Typically grim and grimy, the entrance to the shelter looked like the box office of an old movie theater. A woman in a Plexiglas booth was reading People magazine, all dolled up like she was Cinderella in some shitty-assed pumpkin carriage. She looked up. She had large eyes and even larger eyelids to cover them, caked in glossy purple eye shadow.
“Women’s check-in is at four forty-five; men’s at six o’clock,” she drawled. I took it she thought we were checking in.
“No, we’re here to donate some candy,” Beau said, holding up one of the bags to show her. He was sucking on a Dum Dum Pop, too. He’d gone for strawberry. “And we’re looking for somebody. Our dad. He might be here.”
“You don’t want beds? If you just want a meal, dinner’s served at seven….”
I pulled out my Dum Dum Pop. “No, we don’t want beds, or dinner. We just wanna make a donation and see if our dad’s here.”
“You can’t just go in, miss. Women’s check-in is at …”

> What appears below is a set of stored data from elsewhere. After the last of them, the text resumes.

PR #7786, opened 2024-10-02
Set default graph impl to PFT

### LINKED ISSUE #7785: Make PFT Graph the default
Cytoscape will still be available by setting  `spec.kiali_feature_flags.ui_defaults.graph.impl` to either 'cy' or 'both'.

jshaughn:
Closes #7785 

- Set default graph impl to PFT
- also remove some old, hidden mesh page options
- maintains cytoscape in CI until we want to change the tests to PFT (WIP)
- fix an issue in the cy/pft test split
- also, this fixes test flakiness introduced in the recent PR to fix find/hide, as well as add support for PFT cypress testing.  That change slightly delayed when the PFT controller was made available to the test code, which could cause a flake when the test tried to access it prematurely.  This should ensure that the controller is available prior to the test trying to use it.

### DIFF
--- a/config/config.go
+++ b/config/config.go
@@ -823,7 +823,7 @@ func NewConfig() (c *Config) {
 							Expression:  "rank > 2",
 						},
 					},
-					Impl: "cy",
+					Impl: "pf",
 					Settings: GraphSettings{
 						FontLabel:    13,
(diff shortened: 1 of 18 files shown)


leandroberetta (approved):
LGTM.

Issue #7598, opened 2024-08-06
Mesh page - controlplanes not mapped to their dataplanes when using stable revision labels


nrfox:
### What do you want to improve?

Kiali's support for [stable revision labels](https://istio.io/latest/docs/setup/upgrade/canary/#stable-revision-labels).

### What is the current behavior?

When you use stable revision labels, on the mesh page Kiali does not show dataplanes associated with their respective controlplanes.

### What is the new behavior?

On the mesh page, dataplanes are mapped correctly to their controlplanes even when using stable revision labels.

PR #7787, opened 2024-10-03
Improve tag support on the mesh page

### LINKED ISSUE #7726: Canary upgrade status only uses home cluster

Canary upgrade status only uses the home cluster:
https://github.com/kiali/kiali/blob/153dd90d4a56a5c463c59720680efa2804d13aef/business/mesh.go#L82

### What is the new behavior?

Control plane status should be show across clusters.

nrfox:
### Describe the change

Improves tag support on the mesh page by:

1. Adding support for multi-primary status
2. Showing tags as a secondary label on the controlplane node
3. Improving the wording / styling of the donut chart on the controlplane namespace target panel
4. Removing the metrics chart and adding controlplane info to the controlplane namespace target panel
5. Reducing number of requests. `/api/namespaces` was being called repeatedly when you interact with different elements of the mesh page but this can come from the redux store.
6. Removing dead/commented out code in parts of the mesh page components.

### Steps to test the PR

1. Deploy Kiali

    **Deploying with helm/kind:**
  
    Build kiali server and UI then run setup.
    ```
    make build build-ui
    ./hack/run-integration-tests.sh --test-suite backend --setup-only true
    ```
    **Deploying with minikube/operator:**
    ```
    hack/k8s-minikube.sh start 
    hack/k8s-minikube.sh istio
    hack/k8s-minikube.sh bookinfo
    make CLUSTER_TYPE=minikube build build-ui cluster-push operator-create kiali-create
    hack/istio/install-testing-demos.sh -c kubectl
    ```
    
2. Create two additional controlplanes
    ```
    istioctl install --revision=1-21-1 --set profile=minimal --set values.global.multiCluster.clusterName="cluster-default" --skip-confirmation                                                           
    istioctl install --revision=1-22-3 --set profile=minimal --set values.global.multiCluster.clusterName="cluster-default" --skip-confirmation
    ```
3. Create a tag for each
    ```
    istioctl tag set prod-stable --revision 1-21-1
    istioctl tag set prod-canary --revision 1-22-3
    ```
4. Create test namespaces and label each
    ```
    kubectl create ns app-ns-1
    kubectl label ns app-ns-1 istio.io/rev=prod-stable
    kubectl create ns app-ns-2
    kubectl label ns app-ns-2 istio.io/rev=prod-stable
    kubectl create ns app-ns-3
    kubectl label ns app-ns-3 istio.io/rev=prod-canary
    ```
5. Create an app in each namespace
    ```
    kubectl apply -n app-ns-1 -f https://raw.githubusercontent.com/istio/istio/master/samples/sleep/sleep.yaml
    kubectl apply -n app-ns-2 -f https://raw.githubusercontent.com/istio/istio/master/samples/sleep/sleep.yaml
    kubectl apply -n app-ns-3 -f https://raw.githubusercontent.com/istio/istio/master/samples/sleep/sleep.yaml
    ```
7. Visit the mesh page and verify that each controlplane has a tag label underneath it and the side panel has controlplane information in it including tags.

    Screenshot from 2024-10-02 09-35-00
    Screenshot from 2024-10-02 09-38-51

8. Overview page should have a badge for every namespace that has an injection label of any kind including `istio-injection: enabled`:
    Screenshot from 2024-10-10 14-25-24

### Automation testing

N/A

### Issue reference
 
Relates to https://github.com/kiali/kiali/issues/7598

Fixes #7726


frontend/src/store/Store.ts
```diff
@@ -48,9 +48,15 @@ export interface NamespaceState {
...
   readonly isFetching: boolean;
+  // TODO: Can this be non-optional since we default to empty list?
   readonly items?: Namespace[];
   readonly lastUpdated?: Date;
   readonly namespacesPerCluster: Map<string, string[]>;
+  // The items list filters out namespaces with the same name that exist
+  // on multiple clusters because that is how the namespace selector
+  // currently works but these are actually separate namespaces and
+  // some parts of the UI need the full list unfiltered.
+  readonly unfilteredItems?: Namespace[];
```
jshaughn, line 59: I'm not sure I love this `unfilteredItems` addition.  Not because you don't need it, but because this whole NamespaceState thing is getting pretty confusing.  Minimally, the fields could use some renaming and comments.  Without studying code how are we supposed to know what 'items' is, or that it's some special filtered list.  Oh, and it's not actually filtered by the `filter` field above :-)  We'd be best off by removing the derived state, like `items` and `namespacesPerCluster`, but the danger is that we may have components off of those state changes.  So, I think we should live with them.  But, what do you think of doing some renaming and commenting here?  Maybe something like:
```

Side note:  While looking at this, I think maybe we have a bug in `EnvoyDetails`.  It seems to be using `items` but I think it may actually want `unfilteredItems`
activeNamespaces  // the namespaces currently selected in NamespaceDropdown
filter  // the filter currently defined in NamespaceDropdown
isFetching
namespaces  // formerly 'unfilteredItems', all namespaces returned from API.getNamespaces
namespaceNames // formerly 'items', Set of unique namespace names, for convenience
lastUpdated
namespacesPerCluster: // map clusterName -> namespaces on cluster
```

frontend/src/types/Namespace.ts
```diff
@@ -4,6 +4,7 @@ export interface Namespace {
   isAmbient?: boolean;
   labels?: { [key: string]: string };
   annotations?: { [key: string]: string };
+  revision?: string;
```
jshaughn, line 7: Let's alphabetize this touched type.

mesh/generator/generator.go
```diff
@@ -98,6 +98,12 @@ func BuildMeshMap(ctx context.Context, o mesh.Options, gi *mesh.GlobalInfo) (mes
 			"revision":   cp.Revision,
 			"thresholds": cp.Thresholds,
 		}
+		// Assuming there's just one tag per controlplane.
+		// TODO: Is this correct? Especially for primary-remote?
```
jshaughn, line 102: I don't know :-)

models/namespace.go
```diff
@@ -69,6 +76,18 @@ func CastNamespace(ns core_v1.Namespace, cluster string) Namespace {
 	namespace.Labels = ns.Labels
 	namespace.Annotations = ns.Annotations
 
+	if ns.Labels != nil {
+		// Injection label takes precedence.
+		// See rules at: https://istio.io/latest/docs/setup/additional-setup/sidecar-injection/#controlling-the-injection-policy
```
jshaughn, line 81: note sure if there is anything ambient-related here.

frontend/src/pages/Mesh/target/TargetPanelControlPlane.tsx
```diff
@@ -39,14 +36,22 @@ import { load, dump } from 'js-yaml';
...
+import { namespaceItemsSelector } from 'store/Selectors';
+import { Namespace } from 'types/Namespace';
+import { connect } from 'react-redux';
+import { KialiAppState } from '../../../store/Store';
 
-type TargetPanelControlPlaneProps = TargetPanelCommonProps & {
-  meshStatus: string;
-  minTLS: string;
+type ReduxProps = {
+  namespaces: Namespace[];
```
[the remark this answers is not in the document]
nrfox: It does actually stay in sync but somewhat tangentially. There's a component in the masthead (`IstioStatus`) that is hooked into the refresh button so when a new namespace is added with the target namespace panel open and you hit the refresh button or the refresh timer ticks, the `IstioStatus` component will update the redux namespace store causing this panel to be updated.

The namespace count that you see on the dataplane node comes from the graph info so the two can get temporarily out of sync. Since this component is tied in with the graph, the namespace info should probably come from the graph also. I'll either plumb it through as props or pull it from the graph response and add it to the redux store.

frontend/src/store/Store.ts
nrfox: I'll change where the namespace info comes from so these changes won't be needed anymore.

models/namespace.go
nrfox: This is just the revision so I don't think so

frontend/src/pages/Mesh/target/TargetPanelControlPlane.tsx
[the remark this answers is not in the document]
jshaughn: OK, that's interesting.  The Namespace Dropdown has to be up to date, so in that case we ensure an update outside of the standard refresh/status plumbing.  The graph updates at refresh time, so the graph should basically be in sync with refresh, so not sure there needs to be any further sync work but do what you think is needed to ensure namespace changes are reflected.

frontend/src/store/Store.ts
jshaughn: OK, but whatever is still here, please add a few comments to capture the understanding.

frontend/src/pages/Mesh/target/TargetPanelControlPlane.tsx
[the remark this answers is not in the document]
nrfox: Alright the namespaces actually come from the graph response. They are included in the `infraData` of the controlplane nodes. When the graph request returns, the frontend saves the controlplanes in the redux state. This way the namespaces that get displayed on the graph will always stay in sync with the namespaces on the target panel.

frontend/src/types/Mesh.ts
```diff
@@ -92,6 +92,29 @@ export interface MeshDefinition {
   timestamp: number;
 }
 
+export interface Tag {
+  name: string;
+}
+
+export interface ControlPlaneConfig {
+  OutboundTrafficPolicy?: any;
+  configMap?: any;
```
jshaughn, line 101:
```suggestion
  configMap?: any;
  outboundTrafficPolicy?: any;
```
alphabetization and capitalization

frontend/src/store/Store.ts
```diff
@@ -134,6 +139,11 @@ export interface MeshToolbarState {
 }
 
 export interface MeshState {
+  // controlPlanes are pulled from the graph response and are used
+  // by other elements on the graph page. They are in the redux
+  // store to so that the other elements can stay in sync with
+  // with graph and we don't have to duplicate requests to get this info.
+  controlPlanes?: ControlPlane[];
```
jshaughn, line 146: I'm not 100% sure it's necessary to increase redux state with the controlPlanes.  Are they really needed to trigger a state change?  Could they not be parsed out of the Mesh elements when needed?

mesh/api/testdata/test_mesh_graph.expected
```diff
@@ -268,45 +270,142 @@
...
+                  "version": ""
+                }
+              ],
+              "name": "cluster-primary",
+              "secretName": "",
+              "accessible": true
+            },
             "config": {
-              "ConfigMap": {
+              "configMap": {
```
jshaughn, line 290: intentional case change?

frontend/src/pages/Mesh/MeshElems.tsx
```diff
@@ -146,6 +146,9 @@ export const setNodeLabel = (node: NodeModel, _nodeMap: NodeMap): void => {
         break;
       case MeshInfraType.ISTIOD:
         pfBadge = PFBadges.Istio;
+        if (data.infraData && data.infraData.tag) {
```
jshaughn, line 149:
```suggestion
        if (data.infraData?.tag) {
```

models/mesh.go
```diff
@@ -40,77 +40,75 @@ type Mesh struct {
...
 
 	// Status is the status of the controlplane as reported by kiali.
 	// It includes the deployment status and whether kiali can connect
 	// to the controlplane or not.
-	Status string
+	Status string `json:"status"`
 
 	// Tags are the tags associated with the controlplane.
-	Tags []Tag
+	Tag *Tag `json:"tag"`
```
jshaughn, line 99:
```suggestion
	Tag *Tag `json:"tag,omitempty"`
```

I think this and several others could probably have have omitempty, and save us from nulls in the json.

mesh/api/testdata/test_mesh_graph.expected
nrfox: Yes because I added a tag for this field on the backend to lowercase it. Probably need to do the same for the rest of them to be consistent.

frontend/src/store/Store.ts
jshaughn: Not really, from an element (the selected control plane node) you can always work "up" to the controller or graph.   You could do something like:
```
const controlPlanes: ControlPlane[] | undefined = 
    this.state.controlPlaneNode?.getGraph().getNodes()?
        .filter(node => node.getData().infraType === MeshInfraType.ISTIOD)
        .map(node => node.getData().infraData);
 ```

**Review by jshaughn — COMMENTED** [review]
To summarize our offline conversation while I was testing.  Things worked well when I configured things correctly.  But when I set the wrong cluster name on a control plane revision, it wasn't flagged in any way, but did mess things up.  A log error would be good if we could detect the issue.  Maybe a degraded health would even make sense.
If defined, I'd like to see the Tag in the controlplane side panel, probably just above `Version`.
Finally, if we can get away with not putting the control planes in redux I think that would be good.  But if it makes things hard then we'll leave it.  See my latest inline comment.  Should be on track for a merge tomorrow.

File: frontend/src/store/Store.ts (hunk 7 above)
Comment (nrfox) [reply frontend/src/store/Store.ts:146]: Ah that's good to know. I'll give that a shot.

**Review by jshaughn — APPROVED** [review]
Code looks good.  Thanks for removing the redux stuff, cleaner now I think.  Now seeing the log warning, nice!
```
2024-10-18T18:32:41Z WRN The controlplane [istio-system/istiod-bad-cluster] cluster name ['cluster-default'] does not match the cluster ['Kubernetes'] where it is deployed. This is likely a misconfiguration. Check your values.global.multiCluster.clusterName' setting on your controlplane or check your Kiali configuration setting 'kubernetes_config.cluster_name'.
```

Mesh page and CPNamespace side panel donut looks good:
image

CP Side panel looks good with new Tag being displayed.
image


Good stuff!

Issue #7770, opened 2024-09-24
PF node graph side panel snaps back to target node on refresh


jshaughn:
1. PF Graph
2. Go to node graph
3. see side panel is set to selected target node
4. select an edge or different node (click on it)
5. see side panel change as expected
6. refresh, or wait for auto-refresh, side panel snaps back

It should remain showing the selected element

PR #7788, opened 2024-10-03
[pft graph] fix node-graph selection snap-back issue

jshaughn:
Fixes https://github.com/kiali/kiali/issues/7770

Only pre-select node-graph node when the graph data has actually changed (i.e. for a new node graph, or when there is a structural change on refresh).

- also, downgrade some logging from debug to trace

Test:
1. Go to node graph
2. see side panel is set to selected target node
3. select an edge or different node (click on it)
4. see side panel change as expected
5. refresh, or wait for auto-refresh

- Before:
  - side panel snaps back to select the original node-graph node
- After:
  - It should remain showing the selected element


leandroberetta (approved):
Looks good and works as expected.

PR #669, opened 2026-09-08
add optional origin validation for Streamable HTTP

Yusufihsangorgel:
Adds optional `allowedOrigins` to `handleStreamableHttpRequest`, leaving default behavior unchanged. With it set, absent or allowed origins pass, while unlisted or repeated Origin headers return an empty 403 response.

I chose opt-in validation, as in TypeScript middleware and the Go handler. This is just the Origin half I said was ready in #162, and closing it is an answer if validation belongs outside the package.

Part of dart-lang/ai#162

### DIFF
--- a/pkgs/dart_mcp/lib/src/server/streamable_http.dart
+++ b/pkgs/dart_mcp/lib/src/server/streamable_http.dart
@@ -46,10 +46,11 @@ import 'server.dart';
 /// Notifications are acknowledged with `202 Accepted` and not dispatched,
 /// since this protocol revision defines no client-to-server notifications
 /// over HTTP. This handler reads a request body into memory, and caps it at
-/// [maxRequestBodyBytes]. It does not read the `Origin` header. The
-/// specification requires a server to validate that header and answer with
-/// 403. The check needs deployment knowledge this handler does not have, so it
-/// belongs to the embedding HTTP server, along with authentication.
+/// [maxRequestBodyBytes]. The specification requires a server to validate the
+/// `Origin` header and answer with 403. Pass [allowedOrigins] to have that
+/// check run here. Without it the check needs deployment knowledge this
+/// handler does not have, so it belongs to the embedding HTTP server, along
+/// with authentication.
 ///
 /// Responses produced by the dispatched server are written unchanged, so an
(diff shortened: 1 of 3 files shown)


pkgs/dart_mcp/lib/src/server/streamable_http.dart
```diff
@@ -126,6 +128,21 @@ Future<void> handleStreamableHttpRequest(
     return;
   }
 
+  if (allowedOrigins != null) {
+    // Read the header as a list, the way the checks below read theirs. A
+    // request that repeats it carries no one origin to check, so it is turned
+    // down with the ones this server does not allow.
+    final origins = request.headers['origin'];
+    if (origins != null &&
+        (origins.length != 1 || !allowedOrigins.contains(origins.single))) {
```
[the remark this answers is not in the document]
Yusufihsangorgel: Go's `CrossOriginProtection` keeps its trusted origins as the caller wrote them and matches the header against that set, with no lowercasing. Folding only the incoming side would stop a mixed-case entry in the list from ever matching, so I just left the comparison on the strings the caller passed.

pkgs/dart_mcp/test/streamable_http_test.dart
```diff
@@ -50,12 +50,14 @@ void main() {
...
   late StreamController<Map<String, Object?>> subscriptionNotifications;
+  Set<String>? allowedOrigins;
   final servers = <MCPServer>[];
   final notifications = <Map<String, Object?>>[];
 
   setUp(() async {
     serverFactory = _HttpTestServer.new;
     servers.clear();
+    allowedOrigins = null;
     notifications.clear();
```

I scowled at her and nudged my brother to the side so I could speak through the hole in the Plexiglas. “Four forty-five, yeah, you already said so. I don’t want to stay here. I have a bed for the night.” I breathed out, trying to get rid of the poisonous anger that was building up in my lungs. I tried again. I even tried smiling. “Do you have a list of inmates or whatever you call ’em? Could you just look up a name? Please?”